Preparing the cheese:

Forming the curds

Now that your kitchen is clean and all of your supplies are ready, it’s time to begin.

First, prepare the rennet, an enzyme that will be added to the milk. Add 1/4 teaspoon liquid rennet to 1/4 cup unchlorinated water (use distilled water; bottled water can contain chlorine). Stir well and set aside for 30 minutes.

Pour one gallon of milk into a stainless steel pot placed over medium heat. Add two teaspoons of citric acid to the milk while stirring continuously until the milk reaches 90 degrees Fahrenheit.

“Citric acid helps make the cheese stretchy and not so firm,” explains Vieira.

Add the previously prepared rennet solution, stirring it into the milk in and up-and-down motion. Stir gently every few minutes until the milk reaches 100 to 105 degrees Fahrenheit and the curds begin to separate from the whey (the green watery liquid).
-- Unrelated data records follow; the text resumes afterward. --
PR #17579, opened 2026-07-29
fix(agents-migration): prevent OOM on large session histories

kangfenmao:
>
>
>

### What this PR does

Before this PR: `AgentsMigrator` eagerly loaded and normalized every legacy session message in one in-memory array, which could exhaust the main-process V8 heap for large Agent histories.

After this PR: messages are read through stable 100-row cursor pages, normalized into temporary SQLite staging, and drained inside the existing atomic import transaction.

Fixes # N/A

The following tradeoffs were made: additional temporary SQLite I/O in exchange for bounded V8 heap usage and preserved import atomicity.

The following alternatives were considered: increasing the V8 heap limit and OFFSET pagination; both were rejected because they only delay the failure or repeatedly rescan the source table.

### Breaking changes

None.

Focused validation: 29 Agents migration tests, `pnpm lint`, and `pnpm format`; full `pnpm test` and `pnpm build:check` were not run.

### Checklist

### Release note

```release-note
Prevent Agents migration from running out of memory when importing large session histories.
```


src/main/data/migration/v2/migrators/AgentsMigrator.ts
```diff
@@ -928,18 +940,38 @@ function finalizeSessionWorkspaces(
...
+    let afterSequence = 0
+    while (true) {
+      const rows = db.all<{ sourceSequence: number; sessionId: string; runtimeResumeToken: string }>(
+        sql.raw(
+          `SELECT source_sequence AS sourceSequence,
+                  session_id AS sessionId,
+                  runtime_resume_token AS runtimeResumeToken
+           FROM ${LEGACY_SESSION_MESSAGE_STAGING_TABLE}
+           WHERE source_sequence > ${afterSequence}
+             AND runtime_resume_token IS NOT NULL
```
DeJeune, line 961: > This review comment was translated automatically.

**[A1 · Blocker]** Here only NULL is excluded, so the v1 empty string sentinel will be treated as a valid runtime resume token. v1 migration sets the default of `agent_session_id` to `''`, and the truthy check in the old implementation would ignore it; now if an empty token appears after a valid UUID, line 972 will overwrite `latestRuntimeResumeToken` to empty. The downstream `copyLegacyClaudeSessionData` will filter out this empty latest token, causing the Session to not be copied to the v2 workspace even if an earlier valid transcript exists, thus losing recovery capability during migration. Please preserve the old semantics, for example by also filtering `runtime_resume_token <> ''`, and add a regression test for 'valid token followed by an empty string'.

---
<details>

**[A1 · Blocker]** 这里只排除了 NULL，因此会把 v1 的空字符串 sentinel 当成有效的 runtime resume token。v1 migration 将 agent_session_id 默认设为 ''，旧实现的 truthy 判断会忽略它；现在若一个有效 UUID 后面出现空 token，第 972 行会把 latestRuntimeResumeToken 覆盖为空。下游 copyLegacyClaudeSessionData 会过滤这个空 latest token，导致该 Session 即使存在更早的有效 transcript，也不会复制到 v2 workspace，恢复能力随迁移丢失。请保留旧语义，例如同时过滤 runtime_resume_token <> ''，并增加“有效 token 后跟空字符串”的回归测试。
</details>

DeJeune (changes requested):

The core cursor/staging approach is correct, but the current implementation changes the semantics of the empty string runtime resume token, which may cause the originally recoverable Claude Session transcript to not be migrated. Please fix this issue and add regression tests before merging.

---
<details>

核心 cursor/staging 方案正确，但当前实现改变了空字符串 runtime resume token 的语义，可能导致原本可恢复的 Claude Session transcript 未迁移。请修复该问题并补充回归测试后再合并。
</details>

src/main/data/migration/v2/migrators/AgentsMigrator.ts
kangfenmao: Fixed in 0ab09a3970. The staging query now excludes both NULL and the v1 empty-string sentinel, so a later empty token can no longer replace the latest valid Claude resume token. I also added regression coverage for a valid UUID followed by an empty string; it verifies that the valid Claude transcripts are still migrated. The focused main-process test passes (2/2), and pnpm lint/format pass. Thanks for catching this.

kangfenmao:

Packaged and tested it for the user ✅ Migration is successful

---
<details>

给用户打包测试过了 ✅ 可以成功迁移
</details>

DeJeune (approved):

eeee0717 (approved):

Turn off the heat.

Let the pot rest undisturbed for 3 to 5 minutes. The curds should be firm, with a clear separation from the whey. If the curds are too soft, let the pot sit a minute or two longer.

Kneading and stretching the cheese

Next, use a slotted spoon to scoop the curds into a large glass bowl. Discard the liquid whey, or save it for later use in soup stock or add to smoothies for extra protein. Press down on the curds gently with your hand or the back of the spoon and pour off remaining whey.
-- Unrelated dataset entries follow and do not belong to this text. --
PR #17583, opened 2026-07-29
fix(mcp-settings): support multi-server JSON imports

kangfenmao:
>
>
>

### What this PR does

Before this PR: JSON import rejected configurations containing more than one MCP server.

After this PR: JSON import validates and creates every server in the configuration, rejects duplicate names before creation, and checks connectivity for each imported server.

Fixes # N/A

The following tradeoffs were made: Servers are persisted sequentially through the existing create API to keep the change scoped to the import flow.

The following alternatives were considered: Requiring users to split a valid multi-server MCP configuration into separate imports was rejected because it creates avoidable manual work.

### Breaking changes

None.

Validated with the focused renderer test, `pnpm lint`, `pnpm format`, and the full nine-server PKULaw configuration in a tracked Electron instance.

### Checklist

### Release note

```release-note
MCP JSON import now supports configurations containing multiple servers.
```

### DIFF
--- a/src/renderer/pages/settings/McpSettings/McpServersList.tsx
+++ b/src/renderer/pages/settings/McpSettings/McpServersList.tsx
@@ -115,8 +115,11 @@ const McpServersList: FC = () => {
   )
 
   const handleAddServerSuccess = useCallback(
-    async (dto: CreateMcpServerDto): Promise<McpServer> => {
-      const created = await addMcpServer(dto)
+    async (dtos: CreateMcpServerDto[]): Promise<McpServer[]> => {
+      const created: McpServer[] = []
+      for (const dto of dtos) {
+        created.push(await addMcpServer(dto))
+      }
       setIsAddModalVisible(false)
       toast.success(t('settings.mcp.addSuccess'))
       return created
--- a/src/renderer/i18n/locales/en-us.json
+++ b/src/renderer/i18n/locales/en-us.json
@@ -6650,9 +6650,6 @@
           "dxtFile": "DXT Package File",
           "dxtHelp": "Select a .dxt file containing an MCP server package",
           "dxtProcessFailed": "Failed to process DXT file",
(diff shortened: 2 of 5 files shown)


vaayne (approved):
LGTM

src/renderer/pages/settings/McpSettings/McpServersList.tsx
```diff
@@ -115,8 +115,11 @@ const McpServersList: FC = () => {
   )
 
   const handleAddServerSuccess = useCallback(
-    async (dto: CreateMcpServerDto): Promise<McpServer> => {
-      const created = await addMcpServer(dto)
+    async (dtos: CreateMcpServerDto[]): Promise<McpServer[]> => {
+      const created: McpServer[] = []
+      for (const dto of dtos) {
+        created.push(await addMcpServer(dto))
```
zhangjiadi225, line 121: **[A3]** Since these creates are sequential, a later failure leaves earlier servers persisted but rejects the whole callback. The modal then cannot run connectivity checks for the successful items or report which entries remain, and retrying the same JSON may hit duplicate-name validation. Atomicity is not necessarily required, but could we handle partial success explicitly—for example, collect per-server results, continue connectivity checks for created servers, and tell the user which imports failed?

zhangjiadi225 (commented):
Non-blocking suggestion: please consider handling partial failures in the sequential multi-server import.

zhangjiadi225 (approved):
LGTM

src/renderer/pages/settings/McpSettings/McpServersList.tsx
kangfenmao: > This review comment was translated automatically.

Let's keep this simple for now, there are hardly any users who batch import a lot.

---
<details>

这个先简单做吧，批量导入很多的用户几乎没有
</details>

Heat the bowl of curds in the microwave on high for one minute and drain off the whey again. Use your hands or a wooden spoon to press the curds into the shape of a ball. Microwave two more times for 35 seconds each, continuing to drain the whey and knead the cheese into a smooth, pliable ball.

Add salt during the second kneading, if desired. Knead quickly until the cheese is smooth and pliable – it should stretch like taffy. When the cheese is smooth and shiny it is finished and ready to be shaped into a ball.

Enjoy the cheese while it is still warm, or if you plan to eat it later, place in a bowl of ice water for 30 minutes to cool the internal temperature and provide an even texture throughout.

Fresh mozzarella is best eaten immediately, but can be wrapped in plastic wrap when cool and stored in the refrigerator for two to three days. One gallon of milk will make about 12 ounces of mozzarella.

Troubleshooting:

If the curds look like ricotta and don’t set firmly or won’t come together during kneading, most likely the milk has been high-heat processed. Buy a different brand of milk, checking to make sure it doesn’t say “ultra-pasteurized” or “UP” on the label, and try again.

If the cheese is too dry, try again and don’t let the curd set for as long. Make sure to use whole milk and knead the curds gently, just until they come together in a ball. Drain the whey off while kneading, but don’t press all of the milky white moisture out of the cheese.

For more helpful tips and troubleshooting, visit www.cheesemaking.com.

Spokane Family Farms’ Vieira has a final word of advice: “Practice makes perfect.”